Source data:
+ + + + + + +

Issue #1081, opened 2018-07-22
`background-clip: text` doesn't get expected vendor prefix


jmmarco:
Hello :wave:
I was trying to get the necessary vendor prefix for the `background-clip` property using `https://autoprefixer.github.io/`.

Input:
```
p {
  background: coral;
  background-clip: text;
  color: transparent;
}
```

Expected Output:
```
p {
  background: coral;
  background-clip: text;
  -webkit-background-clip: text;
  color: transparent;
}
```
Current Output:
```
p {
  background: coral;
  background-clip: text;
  color: transparent;
}
```

[According to caniuse](https://caniuse.com/#search=background-clip), support for Firefox, Chrome and Safari can be achieved by using the unoficial:
`-webkit-background-clip: text`

ai:
Seems like `text` finally become part of the standard, so we can add support to Autoprefixer.

@jmmarco can you help me and send PR to [`caniuse`](https://github.com/Fyrd/caniuse) with additional JSON file of `text` value? We can’t add support to Autoprefixer without explicit (not comment) data on Can I Use.

ai:
Yeap, you need to create new JSON file about `text` value in `features-json/`

jmmarco:
Done! Let's see if I did well.. [Here's the link to the PR](https://github.com/Fyrd/caniuse/pull/4392)

ai:
@jmmarco awesome! Do you want to send PR to the Autoprefixer as well to got so big project in GitHub profile? You need:

1. Add `text` value with `props: ['background-clip']` data to `data/prefixes.js`
2. Add `lib/hacks/text.js` with the class which will extends `Value`.
3. Load this hack in `lib/prefixes.js`
4. In that hack class change the prefix for IE to `-webkit-`. See [appearance hack](https://github.com/postcss/autoprefixer/blob/master/lib/hacks/appearance.js).
5. Add tests to `autoprefixer.test.js` to test that Autoprefixer with Chrome and Edge browsers adds only `-webkit-` prefix.

HM100:
Edge 15+ Supports the text value without any prefixes according to what I read on MDN before

ai:
@jmmarco yeap @HM100 is right. Can you send additional PR to Can I Use? Also it will be good to add explicit note for Edge, that they used `-webkit-` instead of `-ms-` prefix.

But the plan for Autoprefixer is the same. Autoprefixer anyway need a hack for Edge in case if somebody will need prefixes for Edge 12.

[...]

PR #1086, opened 2018-08-01
[grid-template] fix adding grid span for IE (fixes #1084)

### LINKED ISSUE #1084: Grid Column / Row Span for IE11
The autoprefixer has slight problems with changing the column widths. 

Example a grid with three columns. In the first breakpoint, an element has 2 columns. 

```scss
grid-gap: 10px 20px;
grid-template:
  "log met qu2" 20px
  "log lin lin" auto
  "log nav nav" auto /
  200px 1fr 110px;
```

In the next breakpoint, the element `nav` should now work on a column.

```scss
grid-gap: 10px 50px;
grid-template:
  "log met soc" 20px
  "log lin lin" auto
  "log nav qu2" auto /
  290px 1fr 110px;
```

The problem here is that in the second grid I have `-ms-grid-column-span: 3` still from the previous breakpoint. Which means that the elements now overlap. I have now helped me manually add `-ms-grid-column-span: 1` at the breakpoint.

To automate the whole thing, the autoprefixer should always note `-ms-grid-column-span`, even if the box is only one column wide to overwrite old values in CSS. This also applies to the `-ms-grid-row-span`.

bogdan0083:
This PR fixes #1084.

@Dan503 Can you please review grid-template.out.css in you spare time? I think now it should add -ms-grid-(row|column)-span just fine 👍

### DIFF
--- a/lib/hacks/grid-utils.js
+++ b/lib/hacks/grid-utils.js
@@ -394,15 +394,11 @@ function getParentMedia (parent) {
 function shouldAddSpan (decl, area, areaName) {
   const root = decl.root()
   const rule = decl.parent
-  const media = getParentMedia(rule)
-  const ruleIndex = root.index(media) + media.index(rule)
   const overrideValues = [false, false]
 
   root.walkRules(rule.selector, node => {
-    const comparedRuleIndex = root.index(node) + media.index(node)
-
     // abort if we are on the same rule
-    if (ruleIndex === comparedRuleIndex) {
+    if (rule.toString() === node.toString()) {
       return false
     }
 
--- a/lib/hacks/grid-utils.js
+++ b/lib/hacks/grid-utils.js
@@ -1,5 +1,5 @@
-const parser = require('postcss-value-parser')
-const list = require('postcss').list
+let parser = require('postcss-value-parser')
+let list = require('postcss').list
 
 function convert (value) {
   if (value &&
@@ -21,15 +21,15 @@ function convert (value) {
 }
 
 function translate (values, startIndex, endIndex) {
-  const startValue = values[startIndex]
-  const endValue = values[endIndex]
+  let startValue = values[startIndex]
+  let endValue = values[endIndex]
 
   if (!startValue) {
     return [false, false]
   }
 
-  const [start, spanStart] = convert(startValue)
-  const [end, spanEnd] = convert(endValue)
+  let [start, spanStart] = convert(startValue)
+  let [end, spanEnd] = convert(endValue)
 
   if (start && !endValue) {
     return [start, false]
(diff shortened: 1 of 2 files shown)


Dan503:
I don't really like the idea of always outputting grid-column/row-span values, but I can also see that trying to pick and choose when to output the span value is going to be a nightmare.

If we go down the always-output-a-span-value route, then I think there is an issue in your pull request. Your span output seems to be inconsistent.

Current output:

```css
    .head {
        -ms-grid-row: 1;
        -ms-grid-column: 1;
        -ms-grid-column-span: 1;
    }
    .nav {
        -ms-grid-row: 2;
        -ms-grid-row-span: 1;
        -ms-grid-column: 1;
    }
```

expected output:
```css
    .head {
        -ms-grid-row: 1;
        -ms-grid-row-span: 1; /* added row span */
        -ms-grid-column: 1;
        -ms-grid-column-span: 1;
    }
    .nav {
        -ms-grid-row: 2;
        -ms-grid-row-span: 1;
        -ms-grid-column: 1;
        -ms-grid-column-span: 1; /* added column span */
    }
```

Basically when grid-areas are being used, Autoprefixer should always output:
- `-ms-grid-row`
- `-ms-grid-row-span`
- `-ms-grid-column`
- `-ms-grid-column-span`

Or is there some smart discrimination going on in your code that is purposely leaving the extra span values out?

bogdan0083:
>  Or is there some smart discrimination going on in your code that is purposely leaving the extra span values out?

Actually there is :). The logic is simple:

If we find grid-template(-area) inside media rule, search the rule above with the same selector and compare -ms-grid-row/column-span values. If values differ then we can add property.  

Before I started working on this issue there was a simple condition that didn't add -ms-grid-row/column-span if one of the values was 1 (e.g ```-ms-grid-row-span: 1```)

> Basically when grid-areas are being used, Autoprefixer should always output:
> -ms-grid-row
> -ms-grid-row-span
> -ms-grid-column
> -ms-grid-column-span

This is very easy to implement actually. The question is: should we add -ms-grid-row/column-span for EVERY rule with grid-template(-areas) or only for the rules inside media rule? (right now it doesn't add property if -ms-grid-row/column-span is 1)

Dan503:
> This is very easy to implement actually.

Nah I prefer keeping the Autoprefixer output as slim as possible. I made that suggestion thinking you might have missed something.

If you have logic to only add the span values when needed then that is a much better solution :)

bogdan0083:
> If you have logic to only add the span values when needed then that is a much better solution :) 

Alright! :smile: So we can now go for a code review I guess :)

Dan503:
You should look into the Travis CLI issues. @ai isn't going to accept the pull request with Travis CLI errors in it.

ai:
Yeap, you need improve tests, so all code should be executed durting test.

Just run `npx jest --coverage` and then check HTML page in `coverage/`

bogdan0083:
@ai Alright, sorry. Now all checks are fine I guess.

ai:
@bogdan0083 thanks! great work

ai:
Sorry, I will take few days to fix this issue https://github.com/postcss/autoprefixer/issues/1081 and release they all together

ai:
Released in 9.1

PR #1111, opened 2018-09-12
Refactoring, delete unnecessary else

janczer:


XhmikosR:
@ai: are you sure this was right? I'm seeing `webkit-box-align` when before I didn't.

ai:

+ + + + + + +

Work item:
Return all data verbatim.

Task response:
Issue #1081, opened 2018-07-22
`background-clip: text` doesn't get expected vendor prefix


jmmarco:
Hello :wave:
I was trying to get the necessary vendor prefix for the `background-clip` property using `https://autoprefixer.github.io/`.

Input:
```
p {
  background: coral;
  background-clip: text;
  color: transparent;
}
```

Expected Output:
```
p {
  background: coral;
  background-clip: text;
  -webkit-background-clip: text;
  color: transparent;
}
```
Current Output:
```
p {
  background: coral;
  background-clip: text;
  color: transparent;
}
```

[According to caniuse](https://caniuse.com/#search=background-clip), support for Firefox, Chrome and Safari can be achieved by using the unoficial:
`-webkit-background-clip: text`

ai:
Seems like `text` finally become part of the standard, so we can add support to Autoprefixer.

@jmmarco can you help me and send PR to [`caniuse`](https://github.com/Fyrd/caniuse) with additional JSON file of `text` value? We can’t add support to Autoprefixer without explicit (not comment) data on Can I Use.

ai:
Yeap, you need to create new JSON file about `text` value in `features-json/`

jmmarco:
Done! Let's see if I did well.. [Here's the link to the PR](https://github.com/Fyrd/caniuse/pull/4392)

ai:
@jmmarco awesome! Do you want to send PR to the Autoprefixer as well to got so big project in GitHub profile? You need:

1. Add `text` value with `props: ['background-clip']` data to `data/prefixes.js`
2. Add `lib/hacks/text.js` with the class which will extends `Value`.
3. Load this hack in `lib/prefixes.js`
4. In that hack class change the prefix for IE to `-webkit-`. See [appearance hack](https://github.com/postcss/autoprefixer/blob/master/lib/hacks/appearance.js).
5. Add tests to `autoprefixer.test.js` to test that Autoprefixer with Chrome and Edge browsers adds only `-webkit-` prefix.

HM100:
Edge 15+ Supports the text value without any prefixes according to what I read on MDN before

ai:
@jmmarco yeap @HM100 is right. Can you send additional PR to Can I Use? Also it will be good to add explicit note for Edge, that they used `-webkit-` instead of `-ms-` prefix.

But the plan for Autoprefixer is the same. Autoprefixer anyway need a hack for Edge in case if somebody will need prefixes for Edge 12.

[...]

PR #1086, opened 2018-08-01
[grid-template] fix adding grid span for IE (fixes #1084)

### LINKED ISSUE #1084: Grid Column / Row Span for IE11
The autoprefixer has slight problems with changing the column widths. 

Example a grid with three columns. In the first breakpoint, an element has 2 columns. 

```scss
grid-gap: 10px 20px;
grid-template:
  "log met qu2" 20px
  "log lin lin" auto
  "log nav nav" auto /
  200px 1fr 110px;
```

In the next breakpoint, the element `nav` should now work on a column.

```scss
grid-gap: 10px 50px;
grid-template:
  "log met soc" 20px
  "log lin lin" auto
  "log nav qu2" auto /
  290px 1fr 110px;
```

The problem here is that in the second grid I have `-ms-grid-column-span: 3` still from the previous breakpoint. Which means that the elements now overlap. I have now helped me manually add `-ms-grid-column-span: 1` at the breakpoint.

To automate the whole thing, the autoprefixer should always note `-ms-grid-column-span`, even if the box is only one column wide to overwrite old values in CSS. This also applies to the `-ms-grid-row-span`.

bogdan0083:
This PR fixes #1084.

@Dan503 Can you please review grid-template.out.css in you spare time? I think now it should add -ms-grid-(row|column)-span just fine 👍

### DIFF
--- a/lib/hacks/grid-utils.js
+++ b/lib/hacks/grid-utils.js
@@ -394,15 +394,11 @@ function getParentMedia (parent) {
 function shouldAddSpan (decl, area, areaName) {
   const root = decl.root()
   const rule = decl.parent
-  const media = getParentMedia(rule)
-  const ruleIndex = root.index(media) + media.index(rule)
   const overrideValues = [false, false]
 
   root.walkRules(rule.selector, node => {
-    const comparedRuleIndex = root.index(node) + media.index(node)
-
     // abort if we are on the same rule
-    if (ruleIndex === comparedRuleIndex) {
+    if (rule.toString() === node.toString()) {
       return false
     }
 
--- a/lib/hacks/grid-utils.js
+++ b/lib/hacks/grid-utils.js
@@ -1,5 +1,5 @@
-const parser = require('postcss-value-parser')
-const list = require('postcss').list
+let parser = require('postcss-value-parser')
+let list = require('postcss').list
 
 function convert (value) {
   if (value &&
@@ -21,15 +21,15 @@ function convert (value) {
 }
 
 function translate (values, startIndex, endIndex) {
-  const startValue = values[startIndex]
-  const endValue = values[endIndex]
+  let startValue = values[startIndex]
+  let endValue = values[endIndex]
 
   if (!startValue) {
     return [false, false]
   }
 
-  const [start, spanStart] = convert(startValue)
-  const [end, spanEnd] = convert(endValue)
+  let [start, spanStart] = convert(startValue)
+  let [end, spanEnd] = convert(endValue)
 
   if (start && !endValue) {
     return [start, false]
(diff shortened: 1 of 2 files shown)


Dan503:
I don't really like the idea of always outputting grid-column/row-span values, but I can also see that trying to pick and choose when to output the span value is going to be a nightmare.

If we go down the always-output-a-span-value route, then I think there is an issue in your pull request. Your span output seems to be inconsistent.

Current output:

```css
    .head {
        -ms-grid-row: 1;
        -ms-grid-column: 1;
        -ms-grid-column-span: 1;
    }
    .nav {
        -ms-grid-row: 2;
        -ms-grid-row-span: 1;
        -ms-grid-column: 1;
    }
```

expected output:
```css
    .head {
        -ms-grid-row: 1;
        -ms-grid-row-span: 1; /* added row span */
        -ms-grid-column: 1;
        -ms-grid-column-span: 1;
    }
    .nav {
        -ms-grid-row: 2;
        -ms-grid-row-span: 1;
        -ms-grid-column: 1;
        -ms-grid-column-span: 1; /* added column span */
    }
```

Basically when grid-areas are being used, Autoprefixer should always output:
- `-ms-grid-row`
- `-ms-grid-row-span`
- `-ms-grid-column`
- `-ms-grid-column-span`

Or is there some smart discrimination going on in your code that is purposely leaving the extra span values out?

bogdan0083:
>  Or is there some smart discrimination going on in your code that is purposely leaving the extra span values out?

Actually there is :). The logic is simple:

If we find grid-template(-area) inside media rule, search the rule above with the same selector and compare -ms-grid-row/column-span values. If values differ then we can add property.  

Before I started working on this issue there was a simple condition that didn't add -ms-grid-row/column-span if one of the values was 1 (e.g ```-ms-grid-row-span: 1```)

> Basically when grid-areas are being used, Autoprefixer should always output:
> -ms-grid-row
> -ms-grid-row-span
> -ms-grid-column
> -ms-grid-column-span

This is very easy to implement actually. The question is: should we add -ms-grid-row/column-span for EVERY rule with grid-template(-areas) or only for the rules inside media rule? (right now it doesn't add property if -ms-grid-row/column-span is 1)

Dan503:
> This is very easy to implement actually.

Nah I prefer keeping the Autoprefixer output as slim as possible. I made that suggestion thinking you might have missed something.

If you have logic to only add the span values when needed then that is a much better solution :)

bogdan0083:
> If you have logic to only add the span values when needed then that is a much better solution :) 

Alright! :smile: So we can now go for a code review I guess :)

Dan503:
You should look into the Travis CLI issues. @ai isn't going to accept the pull request with Travis CLI errors in it.

ai:
Yeap, you need improve tests, so all code should be executed durting test.

Just run `npx jest --coverage` and then check HTML page in `coverage/`

bogdan0083:
@ai Alright, sorry. Now all checks are fine I guess.

ai:
@bogdan0083 thanks! great work

ai:
Sorry, I will take few days to fix this issue https://github.com/postcss/autoprefixer/issues/1081 and release they all together

ai:
Released in 9.1

PR #1111, opened 2018-09-12
Refactoring, delete unnecessary else

janczer:


XhmikosR:
@ai: are you sure this was right? I'm seeing `webkit-box-align` when before I didn't.

ai:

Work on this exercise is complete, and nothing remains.